Now, when I first looked into it, the only LC diet I’d ever heard about was the Atkins diet – an ex had told me he’d tried it with great success, but I’d always thought it was a ‘fad’ and haughtily told myself I wasn’t going to ‘do fads’. Funny. Anyways, so I pulled up the Atkins website and did some reading. Like the other diets, Atkins is very strictly structured – divided into phases that first remove and then slowly reintroduce carbs into your system. I liked the idea, but knew I wasn’t going to able to stick strictly to the dietary limitations all the time since my husband wasn’t joining me on this journey – not that he needs/needed to, so hey, what can a girl do? – and since he does most of the cooking, I was determined not to put him out by having to come up with fanciful meals just to meet my new dietary requirements. I’m just one of those people who hates to inconvience anyone just for my own sake – the standing rule in the house now is barring certain obvious things – like flour, sugar – I will eat around what everyone else is eating/cooking. This has lead to some pretty awesome recipes and food ideas, like deconstructed hamburgers and boiled-cabbage-in-place-of-pasta meals.
So anyways, after exploring a few options, I decided that I wasn’t going to follow any particular diet. Instead, I decided to pick and choose what I wanted to do – what I believed I could do – and as long as I was losing weight I’d stick to that. I followed the example of the Atkins Phase I: Induction and limited myself to a total of 20g of Net Carbs (Total Carbs – Fibre = Net Carbs). I cold turkeyed straight up, from one day to the next – probably not the most advisable method, but it worked for me; you can choose to cut back one bit at a time, or go hard, up to you.
I stopped eating bread and pasta and rice and potatoes. For someone who’s entire food life revolved around stuffing one’s face with the beautiful organic sourdough we sell at the Cafe this was no small feat. I can feel myself salivating at the thought of the delicious bread, all toasted and crisp, coated in a thick layer of melty butter, oozing over the edges. Dammit, now I’m craving bread – sorry! That aside, having cut out these staple foods means I’ve drastically reduced the amount of simple carbs I’m taking onboard.
Next, I looked into fruits, discovered that I couldn’t eat most of them so for the first three months or so just cut them out categorically. Next up under the research-scope were vegetables. As it turns out, veggies are great, provided you choose high fibre options. I eat a lot of tomatoes, mushrooms, lettuces, spinach/kale/chard, a moderated amount of pumpkin and sweet potato. Every now and then I also munch on a bit of beetroot, just to keep things interesting. Oh and carrots, carrots are awesome, just moderate your intake as some types of carrots can be higher in starch! Other things that fill my veggie diet are zucchinis – extremely versatile these things! – and cauliflower – which is a LC godsend.

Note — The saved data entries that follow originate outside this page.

PR #1316, opened 2024-05-28
[Accessibility Bug] Fixing alt and aria-hidden issues with image widgets.

catandthemachines:
Fixing some issues around the accessibility of the image widget as it relates to alt text and aria-hidden usage. The fix is as follows:

- If the alt text and the caption are the same, set the alt text to "". This will ensure the image is still accessibility compliant, while avoiding reading out duplicate information. This is similar to a pattern that WCAG recommends for decorative images, https://www.w3.org/WAI/tutorials/images/decorative/.
- Remove hidden screen reader text blocks. This is unnecessary HTML content as we should make use of the alt text in images instead of re-creating it.
- Removing tabindex=0 and aria-hidden attribute on svg images. Non-interactive content should not be tabbable and like wise we shouldn't be aria-hiding images. If the images add no additional information for users we should simply set alt="".

### DIFF
--- a/packages/perseus/src/widgets/image.tsx
+++ b/packages/perseus/src/widgets/image.tsx
@@ -110,9 +110,7 @@ class ImageWidget extends React.Component<Props> {
                     {({setAssetStatus}) => (
                         <SvgImage
                             src={url}
-                            alt={
-                                alt
-                            }
+                            alt={alt}
                             width={backgroundImage.width}
                             height={backgroundImage.height}
                             preloader={apiOptions.imagePreloader}
--- a/packages/perseus/src/widgets/image.tsx
+++ b/packages/perseus/src/widgets/image.tsx
@@ -92,7 +92,7 @@ class ImageWidget extends React.Component<Props> {
 
     render(): React.ReactNode {
         let image;
-        let alt = this.props.caption === this.props.alt ? "" : this.props.alt;
+        const alt = this.props.caption === this.props.alt ? "" : this.props.alt;
         const {apiOptions} = this.props;
 
         const backgroundImage = this.props.backgroundImage;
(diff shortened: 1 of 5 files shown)


packages/perseus/src/widgets/image.tsx
```diff
@@ -97,37 +97,20 @@ class ImageWidget extends React.Component<Props> {
 
         const backgroundImage = this.props.backgroundImage;
 
+        if (this.props.alt && this.props.caption && this.props.caption == this.props.alt) {
```
mark-fitzgerald, line 100: Do we need to test for the presence of `alt` and `caption` since their [types are NonNullable](https://github.com/Khan/perseus/blob/0de2bd66e017d6fefc32c5570f83d8c16ce9906a/packages/perseus/src/widgets/image.tsx#L46-L47) (and they have [default values set](https://github.com/Khan/perseus/blob/0de2bd66e017d6fefc32c5570f83d8c16ce9906a/packages/perseus/src/widgets/image.tsx#L74-L75))?

packages/perseus/src/widgets/image.tsx
```diff
@@ -97,37 +97,20 @@ class ImageWidget extends React.Component<Props> {
 
         const backgroundImage = this.props.backgroundImage;
 
+        if (this.props.caption === this.props.alt) {
+            alt = "";
+        } else {
+            alt = this.props.alt;
+        }
```
mark-fitzgerald, line 104: Nit: I'm thinking that we can now write this as a ternary:
`const alt = this.props.caption === this.props.alt ? "" : this.props.alt`

mark-fitzgerald (approved):
Simple - I love it!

Then there’s dairy. This was one of the harder bits for me; I absolutely love cheese. Luckily for me, cheeses are primarily fat and protein so they’re okay, along with thickened cream and butter. I did notice, however, that if I had too much of these over the course of a week my weight loss would stall; whether that’s the normal case I don’t know, but it’s something you should keep an eye out for. So no milk – and for the love of everything, if you absolutely have to have milk have full cream.
This goes for pretty much everything else, by the way: avoid anything that says ‘diet’, ‘lite/light’ or ‘fat/sugar-free’ on it. Namely because you need fat as part of this diet, and far more importantly, products bearing these labels tend to be higher in processed carbs, artificial sugars, and certain bad fats (like transfats) that you don’t want to be consuming. It’s imperative that you become a devout reader of labels, and I’ll probably reserve a post in the near future devoted entirely to that art – and it is an art sometimes.
When I started the diet, I had to stop ‘sampling’ the things I bake for the Cafe – a very very very hard thing for me to do – and generally conquer my sweettooth. No more ‘oh, just need to check the flavour of this batter one more time’ and certainly ‘oh dear, the cookies don’t all fit into the jar, I’d better eat one’. This was actually easier than it sounds; I just started a mantra in my head that went ‘I don’t need it!’ every time I really wanted to have something I shouldn’t.
The other BIG thing I cut out was every single soda drink barring unflavoured soda water. No more coca cola, sprite, ginger beer, blood orange….No. More. Soda.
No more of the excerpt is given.